È noto che il Lightning Framework ha una struttura abbastanza semplice: il componente loader principale (kbioset), scarica e installa altri moduli malware e plugin sui dispositivi compromessi, compreso il modulo principale (kkdmflush).

Il compito del modulo principale è stabilire la comunicazione con il gestore e ricevere i comandi necessari per eseguire vari plugin, oltre a nascondere la presenza sulla macchina compromessa.
Ad esempio, il malware utilizza il typequatting per camuffarsi e si traveste da password Seahorse e gestore di chiavi.
Altri metodi di cloaking includono la modifica dei timestamp di artefatti dannosi utilizzando il timestemp e l’occultamento del PID e di tutte le porte di rete associate utilizzando uno dei numerosi rootkit che Lightning Framework è in grado di distribuire.
Il malware può prendere piede nel sistema creando uno script elastisearch in /etc/rc.d/init.d/, che verrà eseguito ad ogni avvio del sistema ed eseguirà nuovamente il modulo bootloader per reinfettare il dispositivo.

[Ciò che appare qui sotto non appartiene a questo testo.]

PR #3368, opened 2024-10-16
Fix duplicate words in Airtable Agent description

robhitt:
* In multiple files the Airtable Agent description had the word "to" duplicated like this "Agent used to to answer queries on Airtable table". 
* Removed the duplicate


HenryHengZJ (approved):
thank you!

PR #3378, opened 2024-10-18
fix: unknown collate in AddCustomTemplate migration for MariaDB

karlobencic:
Fixes a problem when deploying with MariaDB database type.

`Migration "AddCustomTemplate1725629836652" failed, error: Unknown collation: 'utf8mb4_0900_ai_ci'`


HenryHengZJ (approved):
thanks @karlobencic !

PR #3409, opened 2024-10-24
fix: Add missing migration in MariaDB

karlobencic:
Add missing MariaDB migration for vector store configuration in document store


chungyau97 (approved):
The same script using in MySQL.

PR #3414, opened 2024-10-25
[Usntructured loaders] Make Unstructured API URL optional when environment variable is present

JJK801:
Hi Flowise,

When having an `UNSTRUCTURED_API_URL` set, we don't want this params as required in loaders.

This PR aims to:
- [x] make parameter required when env var is not set
- [x] make parameter optional when env var is set
- [x] allow parameter to override when env var is set

### DIFF
--- a/packages/components/nodes/documentloaders/S3File/S3File.ts
+++ b/packages/components/nodes/documentloaders/S3File/S3File.ts
@@ -70,7 +70,8 @@ class S3_DocumentLoaders implements INode {
                 description:
                     'Your Unstructured.io URL. Read <a target="_blank" href="https://unstructured-io.github.io/unstructured/introduction.html#getting-started">more</a> on how to get started',
                 type: 'string',
-                default: 'http://localhost:8000/general/v0/general'
+                placeholder: process.env.UNSTRUCTURED_API_URL || 'http://localhost:8000/general/v0/general',
+                optional: !!process.env.UNSTRUCTURED_API_URL
             },
             {
                 label: 'Unstructured API KEY',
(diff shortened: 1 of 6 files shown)


packages/components/nodes/documentloaders/S3File/S3File.ts
```diff
@@ -70,7 +70,8 @@ class S3_DocumentLoaders implements INode {
                 description:
                     'Your Unstructured.io URL. Read <a target="_blank" href="https://unstructured-io.github.io/unstructured/introduction.html#getting-started">more</a> on how to get started',
                 type: 'string',
-                default: 'http://localhost:8000/general/v0/general'
+                placeholder: process.env.UNSTRUCTURED_API_URL || 'http://localhost:8000/general/v0/general',
```
HenryHengZJ, line 73: normally we dont directly read the process env into component, same like we dont use process.env.OPENAI_APIKEY in ChatOpenAI node. I don't think URL is sensitive like Api Key right?

JJK801: no, URL is not as sensitive as the API Key, but id we want keep it secret we can just put `<From Environmen>` as a placeholder.

HenryHengZJ: @JJK801 can we also do the same thing as the postgres, where we add a README and get value

JJK801: of course

JJK801: Done in [ee2b1ac](https://github.com/FlowiseAI/Flowise/pull/3414/commits/ee2b1acf2d701c3efce301053a0ee7712eb12ed7)

HenryHengZJ (approved):

PR #3423, opened 2024-10-28
Support global-agent for central proxy configuration 

akoo24:
With central configuration of global agent via environment variables, the proxy agent is included in all node-fetch requests without any code changes and thus it is no longer necessary to implement the proxy URL in each ChatModel. Currently, the ProxyUrl is implemented in ChatOpenAI_ChatModels and as an example is still required in AzureChatOpenAI_ChatModels. The existing proxy mechanism would continue to work if required, because the global agent can be deactivated by a missing environment variable.

- Added global-agent as central Global HTTP/HTTPS proxy configurable sing environment variable
  -  https://www.npmjs.com/package/global-agent
- Server-Bootstrap on index.js 
  - import global-agent/bootstrap
- added dep in package.json 
  - global-agent: "^3.0.0

### DIFF
--- a/docker/.env.example
+++ b/docker/.env.example
@@ -52,3 +52,9 @@ BLOB_STORAGE_PATH=/root/.flowise/storage
 
 # APIKEY_STORAGE_TYPE=json (json | db)
 # SHOW_COMMUNITY_NODES=true
+
+# Uncomment the following lines to enable global agent proxy
+# see https://www.npmjs.com/package/global-agent for more details
+# GLOBAL_AGENT_HTTP_PROXY=CorporateHttpProxyUrl
+# GLOBAL_AGENT_HTTPS_PROXY=CorporateHttpsProxyUrl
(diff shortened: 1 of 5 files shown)


HenryHengZJ:
thanks @akoo24 ! How do i test this though?

akoo24:
Hi Henry,

in our case we have an on-premises Kubernetes installation behind a corporate proxy.

This means that for testing purposes, outgoing connections to OpenAi / AzureOpenAI should only be possible via a proxy. In order to redirect outgoing requests centrally via a proxy, the following environment variables must be set at startup (see https://www.npmjs.com/package/global-agent)

- GLOBAL_AGENT_HTTP_PROXY: CorporateProxyUrl

- GLOBAL_AGENT_HTTPS_PROXY: CorporateProxyUrl

- GLOBAL_AGENT_NO_PROXY: Exception hosts to bypass proxy if needed


If the environment variables are not set, no centralized routing via proxy takes place,

Best Regards
Ali

HenryHengZJ (approved):
thank you @akoo24 !

PR #3440, opened 2024-11-01
Add Up and Down arrow functionality to chat messages

tgmerritt:
- Works like Linux shell
- History limited to 10 messages

Loom video showing functionality: https://www.loom.com/share/e7d557da0759454184f44ccf7fcd9c63?sid=7f563c6f-7bd4-45e5-9b80-fe269aabb867

### DIFF
--- a/packages/ui/src/views/chatflows/EmbedChat.jsx
+++ b/packages/ui/src/views/chatflows/EmbedChat.jsx
@@ -173,15 +173,6 @@ const chatwindowConfig = (isReact = false) => {
                         // sendSoundLocation: "send_message.mp3", // If this is not used, the default sound effect will be played if sendSoundMessage is true.
                         receiveMessageSound: true,
                         // receiveSoundLocation: "receive_message.mp3", // If this is not used, the default sound effect will be played if receiveSoundMessage is true.
-                        inputHistory: {
-                            enabled: true,
-                            maxHistory: 10, // Store last 10 messages
-                            persistHistory: true, // Optional: save to localStorage
-                        },
-                        keyBindings: {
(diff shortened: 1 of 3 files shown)


packages/ui/src/views/chatflows/EmbedChat.jsx
```diff
@@ -173,6 +173,15 @@ const chatwindowConfig = (isReact = false) => {
                         // sendSoundLocation: "send_message.mp3", // If this is not used, the default sound effect will be played if sendSoundMessage is true.
                         receiveMessageSound: true,
                         // receiveSoundLocation: "receive_message.mp3", // If this is not used, the default sound effect will be played if receiveSoundMessage is true.
+                        inputHistory: {
```
HenryHengZJ, line 176: do we need a follow up PR on Embed (https://github.com/FlowiseAI/FlowiseChatEmbed) for this functionality?

Currently it only works for Flowise UI right?

tgmerritt: I was actually trying to add this to the FlowiseChatEmbed _first_ but I couldn't get it clear in my head how to point the Flowise project at that Embed module locally on my machine.  I have much of that work in flight already, and if we can chat through it for 10 minutes and I can share my screen, much of the ChatHistory code is on a branch on my local and the same.

But yes, right now it's only the chat widget within the Flowise Agent flow that has this.

HenryHengZJ: since we are hardcoding it in embed, can we remove this config?
 
image

HenryHengZJ (approved):

PR #3456, opened 2024-11-04
fix(proxy): restrict proxy to exact /api routes only

khakanali:
The proxy settings currently apply to all URLs that start with /api, including /apikey. This causes unintended routing where /apikey is proxied, resulting in a 404 error or incorrect loading behavior. The solution restricts proxy settings to exact /api routes or those that follow the /api/ pattern, allowing /apikey and similar routes to be handled by the frontend.


HenryHengZJ (approved):

HenryHengZJ:
thanks @khakanali !

PR #3480, opened 2024-11-08
feat: Add Custom Api Url Param for Self-hosted FireCrawl endpoint

ZacharyQin:
Minor change for supporting [self-hosted FireCrawl endpoint](https://docs.firecrawl.dev/contributing/self-host)
(By adding a missing param for `Api Url`)

Works fine for the  ver.0 API Scrape func.

### DIFF
--- a/packages/components/credentials/FireCrawlApi.credential.ts
+++ b/packages/components/credentials/FireCrawlApi.credential.ts
@@ -10,7 +10,7 @@ class FireCrawlApiCredential implements INodeCredential {
     constructor() {
         this.label = 'FireCrawl API'
         this.name = 'fireCrawlApi'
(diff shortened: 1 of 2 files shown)


packages/components/credentials/FireCrawlApi.credential.ts
```diff
@@ -18,6 +18,12 @@ class FireCrawlApiCredential implements INodeCredential {
                 label: 'FireCrawl API',
                 name: 'firecrawlApiToken',
                 type: 'password'
+            },
```
HenryHengZJ, line 21: we might want to increase the version above to 2.0

HenryHengZJ (approved):
thanks @ZacharyQin !

PR #970, opened 2025-03-08
fix(database): backslashes getting stripped from enum column values

### LINKED ISSUE #963: Migrations with string-backed enum columns with FQCN's values don't set up the DB column with backslashes

mattdinthehouse:
Fixes #963

### DIFF
--- a/src/Tempest/Database/src/QueryStatements/EnumStatement.php
+++ b/src/Tempest/Database/src/QueryStatements/EnumStatement.php
@@ -25,6 +25,7 @@ final readonly class EnumStatement implements QueryStatement
     {
         $cases = arr($this->enumClass::cases())
             ->map(fn (UnitEnum|BackedEnum $case) => $case instanceof BackedEnum ? $case->value : $case->name)
+            ->map(fn (string $value) => str_replace('\\', '\\\\', $value))
             ->map(fn (string $value) => "'{$value}'");
 
         if ($this->default !== null) {


brendt:
Nice, could we add a test? Something along the lines of what you described in #963 should do :)

brendt:
Also, we'd need it in `\Tempest\Database\QueryStatements\CreateEnumTypeStatement` (which is only used in postgres)

Issue #969, opened 2025-03-08
Promoted properties with default value aren't mapped


brendt:
```php
final class BlogPost
{
    public function __construct(
        public bool $published = true
    ) {}
}
```

Since objects are created without calling the constructor, promoted properties with a default value aren't set. If you write the property as a normal one, it does get the default value:

```php
final class BlogPost
{
    public bool $published = true;
}
```

The fix here is to check whether a property is promoted, and if so manually set the default value if no value is provided.

mattdinthehouse:
Why not just invoke the constructor?

brendt:
Because we allow partial object construction to lazily load relations.

mattdinthehouse:
But by having Lazy relations as promoted properties (or any relation as a promoted property) it means users can't call `new MyModel` without providing them otherwise PHP will throw a missing argument error,

and since Tempest's mapper doesn't call the constructor it means users can't put any logic into the constructor (eg for value sanitising or runtime validation etc) because it doesn't get run all the time.

So tbh I don't quite understand why Tempest uses promoted properties for models in the first place when the constructor isn't even called/callable?

Why not just un-promote those properties and define them at the class level like normal, let people define a constructor if they need to, and make the mapper call it? For the nice `new MyModel(column: $value, ...)` syntax there's already a `MyModel::new(column: $value, ...)` method

brendt:
That's a good point. I'll need to play around with it a bit more. IIRC, I also wanted `new MyModel(…)` to be possible, but it simply might not be doable. 

I'll look into it!

PR #971, opened 2025-03-08
fix(database): handle virtual properties when generating a query from a model

mattdinthehouse:
My bad - in #966 I only did the "read" part, this PR does the "write" part that actually threw the original error in #962


brendt:
I think this isn't the right approach, since readonly properties should also be writeable. The thing with the mapper is that it allows to create partial objects (which is why the constructor is skipped, you asked about it in https://github.com/tempestphp/tempest-framework/issues/969#issuecomment-2708143152 as wel). We allow partial objects because we support lazy relations.

Anyway, long story just to say that, with Tempest's mappers, there could be scenarios where a readonly property isn't written to when the object was initially constructed, but it did load afterwards. So we cannot simply expand the readonly check. Shouldn't it work without those readonly property changes? Also we'd need a test :)

mattdinthehouse:
Sorted - I've separated out the "is writable" check into it's own method.

I realise that part's semi-unrelated to the `Virtual` attribute, it's to avoid trying to set the value on a hooked property with no `set` handler on it when reloading the model and copying the properties over.

Actually just thinking about it now, because there's likely to be logic on hooked properties should we even be trying to copy them over like this in the `load()` method?

brendt:
> Actually just thinking about it now, because there's likely to be logic on hooked properties should we even be trying to copy them over like this in the load() method?

Isn't that what we're preventing with the added isWritable check? Maybe I misunderstand what you mean though

mattdinthehouse:
> Isn't that what we're preventing with the added isWritable check?

The `isWritable` method will return true if there's a "set" hook available, so it would run whatever logic is in there

So both of these cases:
```php
public string $foo;

public string $bar = {
    set(string $value) {
        $this->bar = strtoupper($value);
    }
}
```

which might lead to unexpected behaviour if the set hook does something less trivial - I wouldn't want someone to call `$myModel->load('relation')` and get a corrupted model.

I don't know the background about why `IsDatabaseModel::load()` recreates the model and copies over the values so I'll need your guidance on when/if/how to skip hooked properties regardless of whether they're marked `Virtual` or not

brendt:
Gotcha, thanks for explaining!

> I don't know the background about why IsDatabaseModel::load() recreates the model and copies over the values 

Convenience at the time 😇

> I'll need your guidance on when/if/how to skip hooked properties regardless of whether they're marked Virtual or not

I don't think we need to explicitly do anything with them for now. If people decide to add a set hook for a relation, I'd say they are on their own 😅

Would you be able to add a test for this one?

aidan-casey:
@mattdinthehouse - Would you be willing to make the updates above or should we have someone else take a look at this PR?

mattdinthehouse:
@aidan-casey feel free to pull someone else onto this i'm far too unreliable

PR #972, opened 2025-03-08
fix(view): ensure body tag isn't removed from view output

### LINKED ISSUE #967: Views - situation where <body> tag is stripped
### Tempest version

1.0-alpha.5 - specifically 92321b3f145f9207ed8593b7067dc3f7483e02f5

### PHP version

8.4

### Operating system

Linux

### Description

The \<body> tag is stripped from view output when you have a parent "base" view component,  but put the \<html> tag inside the child view.

This is most likely related to #886 where the DOM parser's behaviour needed to be taken into account differently.

### Steps to reproduce

In this example,  I've used a "base" component,  but kept the \<body> tag inside my child view:

// base.view.php
```php
<x-component name="x-base">

<!doctype html>
<html lang="en">

  <x-slot />

</html>

</x-component>
```

// child.view.php
```php
<x-base>

  <body>
    Body tag is missing
  </body>

</x-base>
```

(output)
```html
<!DOCTYPE html>
<html lang="en">Body tag is missing
  





</html>
```

**Use-case:**  I do this so as to have several different *html layouts* (which would be child components not shown in my example),  but have the \<head> tags managed by the single base component.   Each of the child components would have their own \<body class="xxx"> custom styling.

I could get around this by keeping the \<body> tag in the base view,  and pass the css classes as attributes into the base view.

However it would make the layout of my use-case clearer,  and I wouldn't have expected the current behaviour.

What do you think?

code-distortion:
Added a test for issue #967 - Test that the \<body> tag isn't removed when it's included in a child view component

closes #967

### DIFF
--- a/tests/Integration/View/ViewComponentTest.php
+++ b/tests/Integration/View/ViewComponentTest.php
@@ -528,8 +528,6 @@ final class ViewComponentTest extends FrameworkIntegrationTestCase
 
     public function test_body_tag_is_not_removed_from_child_view(): void
     {
-        $this->container->get(AppConfig::class)->environment = Environment::PRODUCTION;
-
         $this->registerViewComponent('x-layout', <<<'HTML'
         <html lang="en"><x-slot /></html>
         HTML);
--- a/tests/Integration/View/ViewComponentTest.php
+++ b/tests/Integration/View/ViewComponentTest.php
@@ -526,6 +526,23 @@ final class ViewComponentTest extends FrameworkIntegrationTestCase
         HTML, $html);
     }
 
+    public function test_body_tag_is_not_removed_from_child_view(): void
+    {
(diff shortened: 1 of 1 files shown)


code-distortion:
I think I've followed all the conventions but am happy to receive any feedback

brendt:
Perfect. I don't think the environment setup is necessary in this test, but that's ok, I'll work on it! Appreciate the broken test :)

brendt:
I looked into it, unfortunately `<x-layout><body>Content</body></x-layout>` cannot be parsed by PHP's HTML parser. It will switch the elements like so: `<body><x-layout>Content</x-layout></body>`. That's because `<body>` can only go directly into `<html>`. 

So unfortunately this is something we can't work around. I've tried switching to PHP's XML parser, but that one is missing way too many HTML-specific features that we rely on. So I'm afraid this is one of the very few edge cases we can't really work around at the moment.

PR #981, opened 2025-03-08
fix(view): allow head and body tags to appear in child views

code-distortion:
I had a go and worked out a way that I think solves the problem of `<head>` and `<body>` tags not working when appearing in child views #967.

This PR is a proof of concept as I think there are some things to get your input on (if these changes are actually desired in the first place).

It's possible that I've overlooked some obvious concept which nullifies this approach.  However I've tried to treat this carefully as I know the view code is important.

Sorry for the long description.  You don't need to look at this right away!

----

The main work is done in `Tempest\View\Renderers\TempestViewCompiler::parseDom()`, where it uses `\Dom\HTMLDocument` to find `<html>`, `<head>` and `<body>` tags and switch them with placeholders.

It identifies them by splitting the template using a regex initially,  but then testing the relevant parts with `\Dom\HTMLDocument` to see if they really are `<html>`, `<head>` and `<body>` tags.  This avoids issues with regexes getting confused when tags appear in other places, like comments and attributes.

It only splits based on those tag names,  it's not splitting it into every html element or anything.

I think these changes mean that we can remove the code in `TempestViewCompiler::parseDom()` that strips the `<head>` tags from the template and replaces them afterwards.

----

There are a few drawbacks, and questions I'd like your thoughts on:

It is a bunch of code to fix a particular problem.  I don't think it's over-the-top,  but you might not want to include it because of the complexity.

It runs the templates through `\Dom\HTMLDocument` an extra time for each `<html>`, `<head>` and `<body>` tag it finds.  Realistically that should only be up to three extra times plus one extra,  however I removed two from the original code.

Another class, `Tempest\View\Elements\ElementFactory` resolves and includes parent templates.  But it *also* resolves all the other PHP code that gets rendered in there at the same time.  I'd liked to have swapped the placeholder tags back to their original `<html>`, `<head>` and `<body>` state in `TempestViewCompiler`,  but I can't do it after the PHP code has been rendered in.

So I put the swapping code into `ElementFactory` for now,  and the tag swapping happens at the same time.  `ElementFactory` might need to be looked some more because I don't think it really should know about the placeholder tags.

This has also introduced another small problem for the same reason as above;  there isn't a good place to check the html structure with `Dom\HTMLDocument` *after* piecing the templates together,  but *before* rendering in the PHP code.  So I can't so easily enforce the fact that the html must start with `<html>`, and only have `<head>` / `<body>` children.  The check that was being enforced zealously before by `Dom\HTMLDocument` is now being side-stepped essentially.

Perhaps this is a feature and developers can choose what to start their HTML with themselves… ?

I created test `test_invalid_html_can_be_produced` because that's the new current behaviour,  but this can be reviewed of course.

----

I added some extra tests to cover the new situations.

The other changes are just tweaks to tests.  Because the code that strips the `<head>` tags from the template and places them back in has been removed,  a superfluous new line character has been removed from the output.


brendt:
It's interesting, I experimented with this approach as well, but I ran into the problem that you solved by moving the "unescaping" into `ElementFactory`. Let's take a look at your questions:

> It is a bunch of code to fix a particular problem. I don't think it's over-the-top, but you might not want to include it because of the complexity.

Yeah, I'm unsure whether it's worth the complexity, yet. But I'm honestly undecided about it atm.

> It runs the templates through \Dom\HTMLDocument an extra time for each <html>, <head> and <body> tag it finds. Realistically that should only be up to three extra times plus one extra, however I removed two from the original code.

Everything that happens in the compiler is cached, so while we shouldn't make it super slow, we also don't have to worry about a handful of extra operations.

> Another class, Tempest\View\Elements\ElementFactory resolves and includes parent templates. But it also resolves all the other PHP code that gets rendered in there at the same time. I'd liked to have swapped the placeholder tags back to their original <html>, <head> and <body> state in TempestViewCompiler, but I can't do it after the PHP code has been rendered in.

So this is what I ran into as well. This is the complexity part I'm most scared of atm. Not sure whether it's worth it

> This has also introduced another small problem for the same reason as above; there isn't a good place to check the html structure with Dom\HTMLDocument after piecing the templates together, but before rendering in the PHP code. So I can't so easily enforce the fact that the html must start with <html>, and only have <head> / <body> children. The check that was being enforced zealously before by Dom\HTMLDocument is now being side-stepped essentially.
>
>  Perhaps this is a feature and developers can choose what to start their HTML with themselves… ?

Yeah, I wouldn't worry about it too much. If people want to mess up their HTML, so be it.

---

So, in summary: I'm not sure. I feel like, for your specific case, it might not be worth the complexity, but I also feel like there might be more edge cases popping up in the future. I wouldn't be surprised if at one point there will be enough edge cases to warrant this approach.

The best approach would of course be a DOM parser that's a bit more lenient 😅

brendt:
Awesome, thanks for understanding! I'll close this PR but I've labeled it in case I need again in the future :)

Issue #925, opened 2025-02-27
Explore Mago for linting and formatting


innocenzi:
[Mago](https://github.com/carthage-software/mago) is a relatively new project which goal is to be a unified toolchain for PHP.

With php-cs-fixer not being compatible with PHP 8.4 weeks after its release, and code-quality tooling giving us trouble in CI recently, I think now is the time to explore Mago.

I actually have tried Mago's formatter already, but it was too opinionated for me, compared to php-cs-fixer. However, azjezz, the maintainer, listens to feedback and is quite fast at fixing issues—I've yet to try the fixes he landed recently.

Mago's linter, on the other hand, was really good right from the start. There is a lot of rules already, the linting is fast, and I've only had one issue which was more of an edge case and was fixed fast too.

Note that Mago has the ability to let us write specific plugins for Tempest as well, which is a big plus.

innocenzi:
Update on this: Mago has gone a long way since I created the issue already. A few more fixes to the formatter and I'll PR it as a replacement for php-cs-fixer.

PR #986, opened 2025-03-10
style: format and lint using mago

innocenzi:
This pull request introduces [Mago](https://github.com/carthage-software/mago), a stellar toolchain for PHP that currently includes a linter and a formatter.

Mago is in its early days, but is already packed with features. Its linter has dozens of really interesting rules, and its formatted allows us to completely replace php-cs-fixer. While less configurable, it's pretty solid and conforms to our current coding style.

Note that if we encounter issues with Mago, its maintainer, azjezz, is very reliable. He has helped me with a lot of reports and is usually super fast to respond.

Closes https://github.com/tempestphp/tempest-framework/issues/925

## Changes
- I removed `php-cs-fixer` completely.
- I added `mago lint` and `mago fmt` to the CI.
- I updated `composer qa` to use Mago.
- I configured `mago.toml` with a formatting style corresponding to the codebase, and configured rules that were relevant to us.

## Potential linting rules
Some lint rules are interesting, but I don't know if I should enable them:

- `analysis/override-attribute` 
  This one enforces the usage of [`#[Override]`](https://www.php.net/manual/en/class.override.php). It's an attribute I use in app code, but I don't know how relevant it would be in the framework code. I am not convinced we should use it.

- `comment/no-untagged-todo`
  This one requires `TODO` comment to have an issue or someone assigned to it, eg. `TODO(#123)`. I think it's a very good practice that we should adopt, but we have 30 TODOs currently that need to be tracked. 😅


rector.php
```diff
@@ -40,6 +41,7 @@
         ExplicitNullableParamTypeRector::class,
     ])
     ->withSkip([
+        NewlineAfterStatementRector::class, // TODO(https://github.com/carthage-software/mago/issues/143)
```
azjezz, line 44: this is fixed. can be removed from rector.

innocenzi: Good catch!

brendt:
> This one enforces the usage of [#[Override]](https://www.php.net/manual/en/class.override.php). It's an attribute I use in app code, but I don't know how relevant it would be in the framework code. I am not convinced we should use it.

No, I don't think we should add #[Override]: https://stitcher.io/blog/override-in-php-83#some-thoughts

> This one requires TODO comment to have an issue or someone assigned to it, eg. TODO(#123). I think it's a very good practice that we should adopt, but we have 30 TODOs currently that need to be tracked. 😅

I don't mind it!

brendt:
I suggest we go ahead and merge. We can always finetune later, but I want to avoid too many merge conflicts with main

brendt:
I merged :p

PR #1020, opened 2025-03-14
feat(view): support merging class attributes

innocenzi:
This pull request adds failing test for a new feature.

We should be able to support the following:

```html
<div class="foo" :class="$someStringOrArray"></div>
```

If `$someStringOrArray` is `['bar', 'baz']`, the resulting class should be `foo bar baz`. I already implemented support for passing arrays as attributes.

However, duplicate attributes other than `class` should raise an exception, because their merging behavior would be undefined.

### DIFF
--- a/.env.example
+++ b/.env.example
@@ -14,6 +14,9 @@ DISCOVERY_CACHE=false
 # Enable or disable config cache
 CONFIG_CACHE=false
 
+# Enable or disable icon cache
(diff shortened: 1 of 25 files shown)


brendt:
I'm making progress, but still some work to be done :)

brendt:
I suggest when handle the attribute precedence in another PR: #1026

PR #1024, opened 2025-03-16
feat(http): fix http header casing on retrieval

### LINKED ISSUE #1006: case sensitive request header
`$request->headers['Referer']` should be the same as `$request->headers['referer']`. Either by making all headers lowercase, or by implementing a custom collection object that will change the keys on the fly.

Also check cookies etc.

blackshadev:
# What

Fixes #1006 .

- Ensures all headers keys are lowercased when constructing the request and when retrieving the values from the headers

# How to test

1. Have a controller with this method
```
    #[Get('/headers')]
    public function headers(Request $request): Response {
        return new Ok([
            'host' => $request->headers['host'] ?? null,
            'Host' => $request->headers['Host'] ?? null,
        ]);
    }
```
2. Call the method and see as a result `{"host":"localhost:8000","Host":"localhost:8000"}`. 

# Notes

1. I did not yet do any work on the cookie retrieval. I will do that in a later PR. The reason being, the cookies in a request are accessed through the container instead of passing them through (like any other array). I think I might rework that in one go.

### DIFF
--- a/src/Tempest/Router/src/RequestHeaders.php
+++ b/src/Tempest/Router/src/RequestHeaders.php
@@ -18,7 +18,7 @@ final readonly class RequestHeaders implements ArrayAccess, IteratorAggregate
     public static function normalizeFromArray(array $headers): self
     {
         $normalized = array_combine(
-            array_map('strtolower', array_keys($headers)),
+            array_map(strtolower(...), array_keys($headers)),
             array_values($headers),
         );
         return new self($normalized);
--- a/src/Tempest/Router/src/RequestHeaders.php
+++ b/src/Tempest/Router/src/RequestHeaders.php
@@ -1,0 +1,74 @@
+<?php
+
+declare(strict_types=1);
+
+namespace Tempest\Router;
+
+use ArrayAccess;
+use ArrayIterator;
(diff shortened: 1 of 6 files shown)


src/Tempest/Router/src/RequestHeaders.php
```diff
@@ -0,0 +1,74 @@
...
+
+final readonly class RequestHeaders implements ArrayAccess, IteratorAggregate
+{
+    /**
+     * @param array<string, string> $headers
+     */
+    public static function normalizeFromArray(array $headers): self
+    {
+        $normalized = array_combine(
+            array_map('strtolower', array_keys($headers)),
```
brendt, line 21: I prefer to use `strtolower(...)`

brendt (dismissed):
Perfect! One minor nitpick but this is exactly what I had in mind as wel :)

src/Tempest/Router/src/RequestHeaders.php
blackshadev: Done, I always forget about the syntax you mentioned, but very nice suggestion.

brendt:
Thanks!

PR #1028, opened 2025-03-16
feat(console): add `editor:metadata` command

nhedger:
### Summary

This PR adds a new _hidden_ `editor:metadata` command to the framework.

### Description

The goal of the `editor:metadata` command is to expose metadata about the framework and the host application to text editors such as VS Code, allowing for a richer development experience.

In this initial PR, we break the ground by providing a simple `framework` field that exposes the name of the framework, and its version. In the future, the metadata will contain information such as configuration values, discovery locations, component names, etc.

### Exchange format

Metadata is exchanged in the form of a JSON payload directly emitted on stdout.

```shell
~/Code/tempest/framework php tempest editor:metadata
{
    "framework": {
        "name": "Tempest",
        "version": "1.0.0-alpha.5"
    }
}%
```

### DIFF
--- a/src/Tempest/Console/src/Commands/EditorMetadataCommand.php
+++ b/src/Tempest/Console/src/Commands/EditorMetadataCommand.php
@@ -1,0 +1,54 @@
+<?php
+
+declare(strict_types=1);
+
+namespace Tempest\Console\Commands;
+
+use Tempest\Console\Console;
+use Tempest\Console\ConsoleCommand;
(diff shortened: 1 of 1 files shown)


innocenzi:
I think that before merging, we should get a PoC of the vscode extension working with that first. Once this is done, we can iterate if needed, then merge. Would that work for you?

nhedger:
Sure. I actually already have one ready. I'll publish it and link it here afterwards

Inoltre, Lightning Framework aggiunge la propria backdoor basata su SSH al sistema infetto: avvia un server SSH utilizzando uno dei plugin scaricati (Linux.Plugin.Lightning.Sshd). Di conseguenza, ciò consentirà agli aggressori di connettersi alle macchine infette tramite SSH utilizzando le proprie chiavi SSH.
“Il Lightning Framework è un malware interessante perché è raro vedere una piattaforma così imponente costruita per Linux”, riassume Robinson. “Anche se non abbiamo tutti i file, possiamo dedurre alcune delle funzionalità mancanti in base alle righe e al codice dei moduli che abbiamo”.